Stored data entries
++++++

PR #7314, opened 2024-09-09
Add support for the `format` property in query

carolinan:
Adds handling the format property ($request['format'] ) in the class WP_REST_Posts_Controller.
Adds handling the format property ($block->context['query']['format'])  in the function build_query_vars_from_query_block.

Trac ticket: https://core.trac.wordpress.org/ticket/62014

---


src/wp-includes/blocks.php
```diff
@@ -2420,6 +2421,48 @@ function build_query_vars_from_query_block( $block, $page ) {
...
+					'taxonomy' => 'post_format',
+					'field'    => 'slug',
+					'terms'    => array(),
+					'operator' => 'NOT EXISTS',
+				);
+				// Remove the `standard` format, since it cannot be queried.
+				unset( $formats[ array_search( 'standard', $formats, true ) ] );
+			}
+			// Add any remaining formats to the tax query.
+			if ( ! empty( $formats ) ) {
```
mukeshpanchal27, line 2463: `! empty( $block->context['query']['format'] )` is already checked in line no. 2424. Should be removed.

src/wp-includes/blocks.php
```diff
@@ -2420,6 +2421,48 @@ function build_query_vars_from_query_block( $block, $page ) {
 				}
 			}
 		}
+		if ( ! empty( $block->context['query']['format'] ) && is_array( $block->context['query']['format'] ) ) {
+			$formats   = $block->context['query']['format'];
+			$tax_query = array( 'relation' => 'OR' );
+
+			// The default post format, `standard`, is not stored in the database.
+			// If `standard` is part of the request, the query needs to exclude all post items that
+			// have a format assigned.
```
mukeshpanchal27:
```suggestion
			/*
			 * The default post format, `standard`, is not stored in the database.
			 * If `standard` is part of the request, the query needs to exclude all post items that
			 * have a format assigned.
			 */
```
Use multi-line comment.

src/wp-includes/blocks.php
```diff
@@ -2420,6 +2421,48 @@ function build_query_vars_from_query_block( $block, $page ) {
...
+					'field'    => 'slug',
+					'terms'    => $terms,
+					'operator' => 'IN',
+				);
+			}
+			if ( ! isset( $query['tax_query'] ) ) {
+				$query['tax_query'] = array();
+			}
+			// This condition is intended to prevent `$tax_query` from being added to `$query`
+			// if it only contains the relation.
```
mukeshpanchal27:
```suggestion
			/*
			 * This condition is intended to prevent `$tax_query` from being added to `$query`
			 * if it only contains the relation.
			 */
```

src/wp-includes/rest-api/endpoints/class-wp-rest-posts-controller.php
```diff
@@ -339,6 +339,53 @@ public function get_items( $request ) {
...
+					'field'    => 'slug',
+					'terms'    => array(),
+					'operator' => 'NOT EXISTS',
+				);
+				// Remove the `standard` format, since it cannot be queried.
+				unset( $formats[ array_search( 'standard', $formats, true ) ] );
+			}
+
+			// Add any remaining formats to the tax query.
+			if ( ! empty( $formats ) ) {
```
mukeshpanchal27, line 374: Duplicate condition.

src/wp-includes/rest-api/endpoints/class-wp-rest-posts-controller.php
```diff
@@ -339,6 +339,53 @@ public function get_items( $request ) {
 
 		$args = $this->prepare_tax_query( $args, $request );
 
+		if ( ! empty( $request['format'] ) ) {
+			$formats   = $request['format'];
+			$tax_query = array( 'relation' => 'OR' );
+
+			// The default post format, `standard`, is not stored in the database.
+			// If `standard` is part of the request, the query needs to exclude all post items that
+			// have a format assigned.
```
mukeshpanchal27:
```suggestion
			/*
			 * The default post format, `standard`, is not stored in the database.
			 * If `standard` is part of the request, the query needs to exclude all post items that
			 * have a format assigned.
			 */
```

src/wp-includes/blocks.php
Mamaduka: This is a check after the `standard` format is removed. See L2439.

src/wp-includes/rest-api/endpoints/class-wp-rest-posts-controller.php
Mamaduka: Same as https://github.com/WordPress/wordpress-develop/pull/7314/files#r1754306934.

src/wp-includes/blocks.php
carolinan: It is intended the check if there are any values left in case the 'standard' value was removed.
There is no need to run this code, if standard was the only value.

mukeshpanchal27: Got it. Thanks!

src/wp-includes/blocks.php
```diff
@@ -2420,6 +2421,52 @@ function build_query_vars_from_query_block( $block, $page ) {
...
+			/*
+			 * The default post format, `standard`, is not stored in the database.
+			 * If `standard` is part of the request, the query needs to exclude all post items that
+			 * have a format assigned.
+			 */
+			if ( in_array( 'standard', $formats, true ) ) {
+				$tax_query[] = array(
+					'taxonomy' => 'post_format',
+					'field'    => 'slug',
+					'terms'    => array(),
```
peterwilsoncc: Nit: This shouldn't be needed with the operator NOT EXISTS.

src/wp-includes/blocks.php
```diff
@@ -2420,6 +2421,52 @@ function build_query_vars_from_query_block( $block, $page ) {
 				}
 			}
 		}
+		if ( ! empty( $block->context['query']['format'] ) && is_array( $block->context['query']['format'] ) ) {
+			$formats   = $block->context['query']['format'];
```
peterwilsoncc: Validation: Ensure that the formats come from the supported values only provided by `get_post_format_slugs()`.

⚠️ Untested but I think you want something along the lines of:

```php
$formats = array_intersect( $formats, get_post_format_slugs() );
```

src/wp-includes/rest-api/endpoints/class-wp-rest-posts-controller.php
```diff
@@ -339,6 +339,55 @@ public function get_items( $request ) {
...
+			/*
+			 * The default post format, `standard`, is not stored in the database.
+			 * If `standard` is part of the request, the query needs to exclude all post items that
+			 * have a format assigned.
+			 */
+			if ( in_array( 'standard', $formats, true ) ) {
+				$tax_query[] = array(
+					'taxonomy' => 'post_format',
+					'field'    => 'slug',
+					'terms'    => array(),
```
peterwilsoncc: As above

src/wp-includes/blocks.php
```diff
@@ -2420,6 +2421,52 @@ function build_query_vars_from_query_block( $block, $page ) {
...
+			$tax_query = array( 'relation' => 'OR' );
```
peterwilsoncc: My reading of this code is that if someone sets up a query for both formats and taxomomies, this will return posts that contain either.

Eg a query for `post format: link; category: rest-api` will return:
* Any posts with the post format link, regardless of category
* Any posts in the category rest-api, regardless of format.

peterwilsoncc (commented):
I've added some note inline, the most important being for validating the values when generating the query within the block. I'll leave it up to you to decide on how to handle invalid data.

It would also be good to see some unit tests added to ensure that the REST endpoint is returning an expected set of posts. Particularly for `standard` as the need to query for a non-existent taxomomy is a little unusual.

src/wp-includes/blocks.php
carolinan: Yeah I think something is not working correctly.
If I use `OR` or `AND`, the result is the same: Posts that have **both** the category and the format. 
I think the correct use is `AND`.
But then why is not `OR` returning all posts that have either the format or the category?

carolinan: Here is an example query loop for listing posts in category 4, with either the gallery or link format. The category id needs to be updated to match a category available on the installation.

```
<!-- wp:query {"queryId":1,"query":{"perPage":10,"pages":0,"offset":0,"postType":"post","order":"desc","orderBy":"date","author":"","search":"","exclude":[],"sticky":"","inherit":false,"format":["link","gallery"],"taxQuery":{"category":[4]}}} -->
<div class="wp-block-query"><!-- wp:post-template -->
<!-- wp:post-title /-->
<!-- /wp:post-template --></div>
<!-- /wp:query -->
```

src/wp-includes/blocks.php
```diff
@@ -2420,6 +2421,51 @@ function build_query_vars_from_query_block( $block, $page ) {
...
+				);
+				// Remove the `standard` format, since it cannot be queried.
+				unset( $formats[ array_search( 'standard', $formats, true ) ] );
+			}
+			// Add any remaining formats to the tax query.
+			if ( ! empty( $formats ) ) {
+				// Add the `post-format-` prefix.
+				$terms = array_map(
+					static function ( $format ) {
+						return 'post-format-' . $format;
```
mukeshpanchal27:
```suggestion
						return "post-format-$format";
```

Nit.

src/wp-includes/blocks.php
carolinan: I have changed it to `AND` though it bothers me why `OR` is working the way I am seeing it in testing 😄

src/wp-includes/blocks.php
carolinan: Though could I add this after the check for the standard format, since format is not (usually) in get_post_format_slugs()?

src/wp-includes/blocks.php
carolinan: 🤔 In the `WP_REST_Posts_Controller` class, there is also:

```
// Enable filtering by both post formats and other taxonomies by combining them with `AND`.
			if ( isset( $args['tax_query'] ) ) {
				$args['tax_query'][] = array(
					'relation' => 'AND',
					$tax_query,
				);
			} else {
				$args['tax_query'] = $tax_query;
			}
```
https://github.com/WordPress/wordpress-develop/pull/7314/files#diff-48cfdad3b747164ac4b6857186399519dabf913026235575b00ebe5b0dc7169bR383

carolinan: I am badly regretting not documenting why I added this relation in the first place.

Once I get back to work I will continue doing more logging of the different queries:
But I am now thinking that I meant for this to be the relation **between the formats**.
That I choose 'OR' because the user can query for both 'video' and 'link' and it needs to be 'OR' because a post can only have one format. It always have to list posts that has either 'video' or 'link', never both.

carolinan: Also I think `$tax_query` was not a good name for the variable, it too can cause confusion.

src/wp-includes/blocks.php
```diff
@@ -2420,6 +2421,63 @@ function build_query_vars_from_query_block( $block, $page ) {
...
 			}
 		}
+		if ( ! empty( $block->context['query']['format'] ) && is_array( $block->context['query']['format'] ) ) {
+			$formats = $block->context['query']['format'];
+			/*
+			 * Validate that the format is either `standard` or a supported post format.
+			 * - First, add `standard` to the array of valid formats.
+			 * - Then, remove any invalid formats.
+			 */
+			$valid_formats = array_merge( ['standard'], get_post_format_slugs() );
```
mukeshpanchal27:
```suggestion
			$valid_formats = array_merge( array( 'standard' ), get_post_format_slugs() );
```

PHPCS fix

src/wp-includes/blocks.php
carolinan: After more testing and logging of `$args['tax_query']` in the `WP_REST_Posts_Controller` class, I found that:

- Setting the relation on the array to either `OR` or `AND` works when the query has two formats such as link and gallery. Because there is only one condition; the relation is not actually used, there are no conditions to create a relation between.

- Using `OR` is needed when the query includes `standard` **and** a non-default format such as link and gallery, because now there are two conditions.

So that is why the testing earlier showed the same results: I was not testing with a combination of `standard`.

noisysocks:
Hey @carolinan. JavaScript packages were updated in r59072 so you might wish to rebase this for easier testing. The deadline to commit this backport is 6.7 Beta 1 which is scheduled for 1 October.

peterwilsoncc:
I tested this with the updated packages and was getting a block error when I tried to add the format. Is there something that needs to be merged to the packages in the GB repo before it should work? 

query-loop



It's a little confusing with the same variable name in both the legacy query, the tax query so I'm wondering if we can do a little more tidying up there:

```diff
diff --git a/src/wp-includes/blocks.php b/src/wp-includes/blocks.php
index f3d138475f..25cb1c0d24 100644
--- a/src/wp-includes/blocks.php
+++ b/src/wp-includes/blocks.php
@@ -2346,6 +2346,7 @@ function build_query_vars_from_query_block( $block, $page ) {
 		'order'        => 'DESC',
 		'orderby'      => 'date',
 		'post__not_in' => array(),
+		'tax_query'    => array(),
 	);
 
 	if ( isset( $block->context['query'] ) ) {
@@ -2395,34 +2396,35 @@ function build_query_vars_from_query_block( $block, $page ) {
 		}
 		// Migrate `categoryIds` and `tagIds` to `tax_query` for backwards compatibility.
 		if ( ! empty( $block->context['query']['categoryIds'] ) || ! empty( $block->context['query']['tagIds'] ) ) {
-			$tax_query = array();
+			$tax_query_back_compat = array();
 			if ( ! empty( $block->context['query']['categoryIds'] ) ) {
-				$tax_query[] = array(
+				$tax_query_back_compat[] = array(
 					'taxonomy'         => 'category',
 					'terms'            => array_filter( array_map( 'intval', $block->context['query']['categoryIds'] ) ),
 					'include_children' => false,
 				);
 			}
 			if ( ! empty( $block->context['query']['tagIds'] ) ) {
-				$tax_query[] = array(
+				$tax_query_back_compat[] = array(
 					'taxonomy'         => 'post_tag',
 					'terms'            => array_filter( array_map( 'intval', $block->context['query']['tagIds'] ) ),
 					'include_children' => false,
 				);
 			}
-			$query['tax_query'] = $tax_query;
+			$query['tax_query'] = array_merge( $query['tax_query'], $tax_query_back_compat );
 		}
 		if ( ! empty( $block->context['query']['taxQuery'] ) ) {
-			$query['tax_query'] = array();
+			$tax_query = array();
 			foreach ( $block->context['query']['taxQuery'] as $taxonomy => $terms ) {
 				if ( is_taxonomy_viewable( $taxonomy ) && ! empty( $terms ) ) {
-					$query['tax_query'][] = array(
+					$tax_query[] = array(
 						'taxonomy'         => $taxonomy,
 						'terms'            => array_filter( array_map( 'intval', $terms ) ),
 						'include_children' => false,
 					);
 				}
 			}
+			$query['tax_query'] = array_merge( $query['tax_query'], $tax_query );
 		}
 		if ( ! empty( $block->context['query']['format'] ) && is_array( $block->context['query']['format'] ) ) {
 			$formats = $block->context['query']['format'];
@@ -2479,13 +2481,14 @@ function build_query_vars_from_query_block( $block, $page ) {
 			 */
 			if ( count( $formats_query ) > 1 ) {
 				// Enable filtering by both post formats and other taxonomies by combining them with `AND`.
-				if ( isset( $query['tax_query'] ) ) {
-					$query['tax_query'][] = array(
+				if ( empty( $query['tax_query'] ) ) {
+					$query['tax_query'] = $formats_query;
+				} else {
+					$query['tax_query'] = array(
 						'relation' => 'AND',
+						$query['tax_query'],
 						$formats_query,
 					);
-				} else {
-					$query['tax_query'] = $formats_query;
 				}
 			}
 		}
```

However, the code looks good to me in terms of PHP, it's just the blcok crashing that needs to be figured out.

carolinan:
I have submitted [a pull request](https://github.com/WordPress/gutenberg/pull/65551) that fixes this bug and it is waiting for review.

carolinan:
>  I'm wondering if we can do a little more tidying up there:

I don't mind :)

carolinan:
@peterwilsoncc My only question is about the first `array_merge`. The previous code replaced `$query['tax_query']`, the suggested update merges them, I would like to understand why?
```
-			$query['tax_query'] = $tax_query;
+			$query['tax_query'] = array_merge( $query['tax_query'], $tax_query_back_compat );
```

peterwilsoncc:
> @peterwilsoncc My only question is about the first `array_merge`. The previous code replaced `$query['tax_query']`, the suggested update merges them, I would like to understand why?

The suggested change always defined `$query['tax_query']` and renamed the variables so they differed for the legacy queries, current query and formats. As a result it needed to merge rather than append the item. 

However, I'm glad you asked because I want to double check I didn't just introduce a bug. I'll double check that prior to merge.

peterwilsoncc:
Merged [r59115](https://core.trac.wordpress.org/changeset/59115) / https://github.com/WordPress/wordpress-develop/commit/b1db74a765cd6dab13b7d2a09ef3890abcc59e25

++++++

Work task:
In the data above, which lines have "returning"? Report each of them.

Your response:
It would also be good to see some unit tests added to ensure that the REST endpoint is returning an expected set of posts. Particularly for `standard` as the need to query for a non-existent taxomomy is a little unusual.
But then why is not `OR` returning all posts that have either the format or the category?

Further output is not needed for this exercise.